((

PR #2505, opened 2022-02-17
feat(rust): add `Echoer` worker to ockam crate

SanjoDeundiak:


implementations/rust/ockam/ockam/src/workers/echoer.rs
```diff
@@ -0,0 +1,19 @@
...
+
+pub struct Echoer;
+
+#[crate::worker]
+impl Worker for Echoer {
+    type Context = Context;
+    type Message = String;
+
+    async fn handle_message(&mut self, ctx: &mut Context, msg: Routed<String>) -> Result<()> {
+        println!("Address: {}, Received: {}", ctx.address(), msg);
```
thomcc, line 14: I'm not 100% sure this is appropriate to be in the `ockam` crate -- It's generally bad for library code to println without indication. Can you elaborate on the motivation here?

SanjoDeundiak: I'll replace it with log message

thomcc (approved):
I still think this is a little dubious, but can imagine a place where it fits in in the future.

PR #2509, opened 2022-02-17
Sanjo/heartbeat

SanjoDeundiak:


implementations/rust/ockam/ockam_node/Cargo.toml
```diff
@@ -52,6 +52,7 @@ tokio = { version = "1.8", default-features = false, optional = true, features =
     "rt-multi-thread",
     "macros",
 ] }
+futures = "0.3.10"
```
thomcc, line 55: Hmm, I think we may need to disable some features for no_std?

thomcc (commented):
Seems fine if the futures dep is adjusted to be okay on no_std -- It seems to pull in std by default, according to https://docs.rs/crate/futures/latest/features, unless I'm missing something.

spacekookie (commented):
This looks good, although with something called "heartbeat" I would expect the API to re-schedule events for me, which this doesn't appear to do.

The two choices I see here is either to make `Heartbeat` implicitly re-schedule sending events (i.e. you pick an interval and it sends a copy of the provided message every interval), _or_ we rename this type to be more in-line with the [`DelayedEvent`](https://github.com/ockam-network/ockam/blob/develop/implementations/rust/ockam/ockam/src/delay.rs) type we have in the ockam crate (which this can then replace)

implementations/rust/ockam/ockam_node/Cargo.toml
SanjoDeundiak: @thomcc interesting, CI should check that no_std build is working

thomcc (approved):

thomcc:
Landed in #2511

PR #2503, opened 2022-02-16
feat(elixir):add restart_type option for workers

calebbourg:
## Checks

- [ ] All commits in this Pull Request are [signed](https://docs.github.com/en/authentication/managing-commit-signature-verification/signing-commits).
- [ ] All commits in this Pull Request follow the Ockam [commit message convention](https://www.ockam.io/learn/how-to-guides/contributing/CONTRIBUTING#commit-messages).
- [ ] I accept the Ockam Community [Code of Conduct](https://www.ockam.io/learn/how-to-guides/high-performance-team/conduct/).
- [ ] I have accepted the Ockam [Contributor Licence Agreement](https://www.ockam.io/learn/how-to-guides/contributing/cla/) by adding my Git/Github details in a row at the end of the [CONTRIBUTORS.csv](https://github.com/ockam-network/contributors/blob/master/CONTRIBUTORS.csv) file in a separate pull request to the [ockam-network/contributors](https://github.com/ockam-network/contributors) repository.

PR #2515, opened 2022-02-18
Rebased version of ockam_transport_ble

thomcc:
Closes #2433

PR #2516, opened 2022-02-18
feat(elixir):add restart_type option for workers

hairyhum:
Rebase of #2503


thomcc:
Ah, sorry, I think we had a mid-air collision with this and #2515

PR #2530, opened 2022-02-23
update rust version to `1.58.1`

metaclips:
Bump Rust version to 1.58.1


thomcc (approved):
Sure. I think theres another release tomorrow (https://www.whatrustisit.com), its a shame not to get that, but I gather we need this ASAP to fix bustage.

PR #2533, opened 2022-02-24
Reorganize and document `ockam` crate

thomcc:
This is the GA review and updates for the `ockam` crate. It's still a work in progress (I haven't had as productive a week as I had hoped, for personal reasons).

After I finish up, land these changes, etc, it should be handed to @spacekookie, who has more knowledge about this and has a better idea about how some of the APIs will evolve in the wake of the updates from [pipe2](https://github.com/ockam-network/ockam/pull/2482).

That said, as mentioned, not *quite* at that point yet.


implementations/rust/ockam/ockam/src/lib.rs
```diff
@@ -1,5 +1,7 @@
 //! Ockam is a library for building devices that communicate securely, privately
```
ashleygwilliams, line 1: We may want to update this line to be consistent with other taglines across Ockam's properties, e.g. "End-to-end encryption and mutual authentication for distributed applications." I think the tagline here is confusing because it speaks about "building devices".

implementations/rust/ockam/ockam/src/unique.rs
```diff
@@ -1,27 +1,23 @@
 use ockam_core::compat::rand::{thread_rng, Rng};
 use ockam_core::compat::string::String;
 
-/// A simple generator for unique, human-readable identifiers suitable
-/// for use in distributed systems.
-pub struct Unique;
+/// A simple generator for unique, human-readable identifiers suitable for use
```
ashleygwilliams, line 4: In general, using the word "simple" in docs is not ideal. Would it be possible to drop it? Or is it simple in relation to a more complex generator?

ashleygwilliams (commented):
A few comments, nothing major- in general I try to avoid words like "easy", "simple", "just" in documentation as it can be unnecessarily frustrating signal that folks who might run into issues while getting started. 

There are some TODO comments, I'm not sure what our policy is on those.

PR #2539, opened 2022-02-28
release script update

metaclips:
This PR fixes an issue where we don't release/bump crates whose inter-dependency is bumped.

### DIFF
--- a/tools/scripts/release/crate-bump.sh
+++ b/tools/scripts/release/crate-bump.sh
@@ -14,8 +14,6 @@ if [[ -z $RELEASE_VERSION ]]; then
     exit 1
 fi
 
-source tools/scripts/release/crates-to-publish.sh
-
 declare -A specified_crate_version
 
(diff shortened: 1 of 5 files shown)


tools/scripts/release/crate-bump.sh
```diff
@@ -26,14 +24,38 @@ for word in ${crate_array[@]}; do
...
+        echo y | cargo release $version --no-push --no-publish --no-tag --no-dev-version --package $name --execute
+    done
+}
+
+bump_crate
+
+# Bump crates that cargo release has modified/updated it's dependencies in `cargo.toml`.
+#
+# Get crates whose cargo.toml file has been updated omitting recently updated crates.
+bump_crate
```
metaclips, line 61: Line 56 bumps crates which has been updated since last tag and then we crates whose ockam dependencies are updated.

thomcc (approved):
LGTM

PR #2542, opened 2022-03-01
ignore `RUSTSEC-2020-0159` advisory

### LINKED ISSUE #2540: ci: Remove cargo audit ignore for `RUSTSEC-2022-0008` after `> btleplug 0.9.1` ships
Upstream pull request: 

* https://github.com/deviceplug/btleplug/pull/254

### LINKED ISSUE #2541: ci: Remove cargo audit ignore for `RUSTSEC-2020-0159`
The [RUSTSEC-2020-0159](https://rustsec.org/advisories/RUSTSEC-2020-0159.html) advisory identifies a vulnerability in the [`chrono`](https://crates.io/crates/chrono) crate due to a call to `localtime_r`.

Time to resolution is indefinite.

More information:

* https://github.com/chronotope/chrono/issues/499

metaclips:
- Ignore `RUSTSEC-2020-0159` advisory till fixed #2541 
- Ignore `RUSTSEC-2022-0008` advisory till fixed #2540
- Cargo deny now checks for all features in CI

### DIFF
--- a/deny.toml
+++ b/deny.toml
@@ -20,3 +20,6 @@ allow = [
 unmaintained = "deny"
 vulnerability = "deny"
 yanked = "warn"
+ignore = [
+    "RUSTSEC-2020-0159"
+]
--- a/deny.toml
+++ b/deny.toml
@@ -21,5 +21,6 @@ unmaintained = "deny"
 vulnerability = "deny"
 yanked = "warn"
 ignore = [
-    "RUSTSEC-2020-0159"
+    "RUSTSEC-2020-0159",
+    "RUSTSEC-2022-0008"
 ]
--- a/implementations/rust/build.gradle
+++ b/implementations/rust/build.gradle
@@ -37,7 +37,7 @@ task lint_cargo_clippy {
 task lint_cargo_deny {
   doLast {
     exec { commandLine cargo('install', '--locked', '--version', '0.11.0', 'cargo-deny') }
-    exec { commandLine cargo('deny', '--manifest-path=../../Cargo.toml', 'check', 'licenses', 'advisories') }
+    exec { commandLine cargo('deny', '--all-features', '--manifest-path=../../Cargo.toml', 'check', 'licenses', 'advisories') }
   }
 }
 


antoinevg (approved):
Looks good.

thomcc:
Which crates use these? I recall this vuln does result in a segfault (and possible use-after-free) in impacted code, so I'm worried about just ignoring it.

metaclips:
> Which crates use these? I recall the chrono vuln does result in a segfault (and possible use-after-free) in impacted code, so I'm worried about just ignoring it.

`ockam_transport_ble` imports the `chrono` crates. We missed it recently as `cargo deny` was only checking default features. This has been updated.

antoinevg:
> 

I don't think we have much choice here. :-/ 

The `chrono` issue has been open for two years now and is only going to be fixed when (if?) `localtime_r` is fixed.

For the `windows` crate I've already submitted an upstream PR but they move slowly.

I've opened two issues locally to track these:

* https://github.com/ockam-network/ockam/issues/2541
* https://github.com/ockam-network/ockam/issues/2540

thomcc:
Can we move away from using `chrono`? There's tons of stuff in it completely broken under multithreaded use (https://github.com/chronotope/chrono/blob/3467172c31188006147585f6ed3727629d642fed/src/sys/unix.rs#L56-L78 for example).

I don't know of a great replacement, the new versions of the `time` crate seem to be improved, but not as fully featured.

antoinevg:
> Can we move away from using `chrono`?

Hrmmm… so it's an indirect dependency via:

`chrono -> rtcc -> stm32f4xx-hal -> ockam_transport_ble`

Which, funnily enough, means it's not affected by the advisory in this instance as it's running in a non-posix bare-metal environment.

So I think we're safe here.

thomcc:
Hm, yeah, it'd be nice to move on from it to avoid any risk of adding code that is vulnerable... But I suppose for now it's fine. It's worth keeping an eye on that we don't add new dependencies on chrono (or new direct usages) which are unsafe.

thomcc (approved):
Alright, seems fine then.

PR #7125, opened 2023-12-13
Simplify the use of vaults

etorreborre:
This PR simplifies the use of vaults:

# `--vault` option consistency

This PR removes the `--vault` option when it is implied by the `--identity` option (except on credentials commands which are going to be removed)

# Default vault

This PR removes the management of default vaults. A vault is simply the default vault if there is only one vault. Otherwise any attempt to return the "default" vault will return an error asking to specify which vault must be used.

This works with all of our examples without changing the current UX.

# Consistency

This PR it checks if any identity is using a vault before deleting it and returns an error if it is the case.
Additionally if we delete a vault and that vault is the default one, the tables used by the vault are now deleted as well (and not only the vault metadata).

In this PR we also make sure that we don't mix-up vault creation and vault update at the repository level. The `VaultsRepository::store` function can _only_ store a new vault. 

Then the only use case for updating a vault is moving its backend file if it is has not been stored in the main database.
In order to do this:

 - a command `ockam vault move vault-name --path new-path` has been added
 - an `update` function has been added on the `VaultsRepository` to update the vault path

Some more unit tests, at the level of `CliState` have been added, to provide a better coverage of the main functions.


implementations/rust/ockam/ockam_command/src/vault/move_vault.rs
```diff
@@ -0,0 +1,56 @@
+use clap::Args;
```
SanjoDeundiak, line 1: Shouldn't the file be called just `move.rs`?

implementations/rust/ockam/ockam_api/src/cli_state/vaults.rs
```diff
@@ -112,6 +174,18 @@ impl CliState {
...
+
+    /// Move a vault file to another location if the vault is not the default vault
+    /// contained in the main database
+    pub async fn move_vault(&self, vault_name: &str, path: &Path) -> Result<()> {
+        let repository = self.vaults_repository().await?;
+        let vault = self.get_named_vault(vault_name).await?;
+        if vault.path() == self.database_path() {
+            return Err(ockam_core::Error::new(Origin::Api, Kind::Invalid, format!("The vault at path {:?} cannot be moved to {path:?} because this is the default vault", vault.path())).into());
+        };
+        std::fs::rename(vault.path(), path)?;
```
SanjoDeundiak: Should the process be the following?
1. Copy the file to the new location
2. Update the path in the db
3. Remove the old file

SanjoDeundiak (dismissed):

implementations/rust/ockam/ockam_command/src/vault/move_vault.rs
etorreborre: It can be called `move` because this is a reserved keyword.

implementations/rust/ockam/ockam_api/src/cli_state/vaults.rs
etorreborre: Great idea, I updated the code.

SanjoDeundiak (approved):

))

• _INSTRUCTIONS TO FOLLOW_: Give the number of lines in the records above that contain the word "fine", and nothing more.

• _RESPONSE_: 3